Poster Presentation BACPATH 2017

Inhibition of diverse DsbA enzymes in multi-DsbA encoding pathogens (#117)

Rabeb Dhouib 1 , Dimitrios Vagenas 1 , Jason J. Paxman 2 , Tony Wang 2 , Pooja Sharma 3 , Jennifer L. Martin 4 , Martin J. Scanlon 3 , BegoƱa Heras 2 , Makrina Totsika 1
  1. Institute of Health and Biomedical Innovation, School of Biomedical Sciences, Faculty of Health, Queensland University of Technology, Brisbane, QLD, Australia
  2. Department of Biochemistry and Genetics, La Trobe Institute for Molecular Science, La Trobe University, Melbourne, VIC, Australia
  3. Medicinal Chemistry, Monash Institute of Pharmaceutical Sciences, Monash University, Melbourne, VIC, Australia
  4. Institute for Molecular Bioscience, University of Queensland, Brisbane, QLD, Australia

DsbA catalyses disulfide bond formation in secreted and outer membrane proteins in bacteria. In pathogens, DsbA is a major facilitator of virulence constituting a target for antivirulence antimicrobial development. However, many pathogens encode multiple and diverse DsbA enzymes for virulence factor folding during infection. Here we investigated whether our recently identified inhibitors of Escherichia coli K-12 DsbA can inhibit the diverse DsbA enzymes found in two important human pathogens and attenuate their virulence.
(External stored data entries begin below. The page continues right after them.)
PR #224, opened 2020-10-15
Fast asset filter

brianolson:
do has-asset and has-app filtering in sql instead of client side.
total query looks like
``` sql
WITH qasf AS (SELECT addr FROM account_asset WHERE assetid = $1 AND amount > $2),
qaccounts AS (SELECT a.addr, a.microalgos, a.rewardsbase, a.keytype, a.account_data FROM account a JOIN qasf ON a.addr = qasf.addr ORDER BY a.addr ASC),
qaa AS (SELECT xa.addr, json_agg(aa.assetid) as haid, json_agg(aa.amount) as hamt, json_agg(aa.frozen) as hf FROM account_asset aa JOIN qaccounts xa ON aa.addr = xa.addr GROUP BY 1), qap AS (SELECT ya.addr, json_agg(ap.index) as paid, json_agg(ap.params) as pp FROM asset ap JOIN qaccounts ya ON ap.creator_addr = ya.addr GROUP BY 1),
qapp AS (SELECT app.creator as addr, json_agg(app.index) as papps, json_agg(app.params) as ppa FROM app JOIN qaccounts ON qaccounts.addr = app.creator GROUP BY 1),
qls AS (SELECT la.addr, json_agg(la.app) as lsapps, json_agg(la.localstate) as lsls FROM account_app la JOIN qaccounts ON qaccounts.addr = la.addr GROUP BY 1)
SELECT za.addr, za.microalgos, za.rewardsbase, za.keytype, za.account_data, qaa.haid, qaa.hamt, qaa.hf, qap.paid, qap.pp, qapp.papps, qapp.ppa, qls.lsapps, qls.lsls FROM qaccounts za LEFT JOIN qaa ON za.addr = qaa.addr LEFT JOIN qap ON za.addr = qap.addr LEFT JOIN qapp ON za.addr = qapp.addr LEFT JOIN qls ON qls.addr = za.addr ORDER BY za.addr ASC LIMIT 100;
```
#222

PR #272, opened 2021-01-06
Fix app key deletion when the only one key in deltas

algorandskiy:
## Summary

When local state delta has a single key, deletion did not happen.

## Test Plan

Added unit test, added state test (see https://github.com/algorand/go-algorand/pull/1812)


algorandskiy:
Closes #224

winder (approved):
LGTM

brianolson (approved):

PR #280, opened 2021-01-15
Remove idb from accounting.State

winder:
## Summary

Move db.CommitRoundAccounting out of the accounting package. This will make it easier to use the AddTransaction function in different ways. For example the RoundAccounting object can be extracted and filtered such that it only applies updates for a single account.

### DIFF
--- a/accounting/accounting.go
+++ b/accounting/accounting.go
@@ -2,6 +2,7 @@ package accounting
 
 import (
 	"bytes"
+	"errors"
 	"fmt"
 	"math/big"
 
@@ -14,12 +15,9 @@ import (
 
 // State is used to record accounting changes as a result of processing transactions.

DsbA inhibitors from two chemical classes (phenylthiophene and phenoxyphenyl derivatives) inhibited the virulence of uropathogenic Escherichia coli (UPEC) and Salmonella enterica serovar Typhimurium, encoding two and three diverse DsbA homologues, respectively. Inhibitors blocked the virulence of dsbA null mutants complemented with structurally diverse DsbL and SrgA, suggesting they were not selective for prototypical DsbA. Structural characterisation of DsbA-inhibitor complexes showed that compounds from each class bind in a similar region of the hydrophobic groove adjacent to the CPHC active site. Modelling of DsbL- and SrgA-inhibitor interactions showed that these accessory enzymes could accommodate the inhibitors in their different hydrophobic grooves, supporting our in vivo findings. Furthermore, we identified highly conserved residues surrounding the active site for 20 diverse bacterial DsbA enzymes, which could be exploited in developing inhibitors with a broad-spectrum of activity.

In conclusion, we have developed tools to analyse the specificity of DsbA inhibitors in bacterial pathogens encoding multiple DsbA enzymes. This work demonstrates that DsbA inhibitors can be developed to target diverse homologues found in bacteria.